5

如何获取Python对象的源代码

 2 years ago
source link: https://www.lujun9972.win/blog/2018/05/18/%E5%A6%82%E4%BD%95%E8%8E%B7%E5%8F%96python%E5%AF%B9%E8%B1%A1%E7%9A%84%E6%BA%90%E4%BB%A3%E7%A0%81/index.html
Go to the source link to view the article. You can view the picture content, updated content and better typesetting reading experience.

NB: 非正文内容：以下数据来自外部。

PR #7242, opened 2024-05-18
fix: deprecated code changes

yosuzzy:
"Dial" method is deprecated.

So use "NewClient" instead. Will be better for newbee

### DIFF
--- a/examples/gotutorial.md
+++ b/examples/gotutorial.md
@@ -278,17 +278,17 @@ In this section, we'll look at creating a Go client for our `RouteGuide` service
 
 ### Creating a stub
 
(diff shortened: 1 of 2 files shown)


purnesh42H:
Thanks for the PR. Would you be able to change all the occurrences of it in documentation and examples?

purnesh42H:
@yosuzzy you probably should first try searching for `grpc.Dial(` in [/examples](https://github.com/grpc/grpc-go/tree/master/examples) and[ /documentation](https://github.com/grpc/grpc-go/tree/master/Documentation) and replace to equivalent `NewClient` calls

dfawley:
I think I got these and more in #7248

If the link is broken, please click the button below to view the snapshot at that time.

如何获取Python对象的源代码

有时候我们会想要知道某个Python函数、类或者模块(我们把这些东西统称为Python的对象)是怎么定义的,或者找出它们是在哪个文件中定义的。

有两个库能够帮我们做到这一点,一个是内置的 inspect 库,一个是第三方的 dill

inspect库

help(inspect) 能看到关于 inspect 的描述如下:

DESCRIPTION
    This module encapsulates the interface provided by the internal special
    attributes (co_*, im_*, tb_*, etc.) in a friendlier fashion.
    It also provides some help for examining source code and class layout.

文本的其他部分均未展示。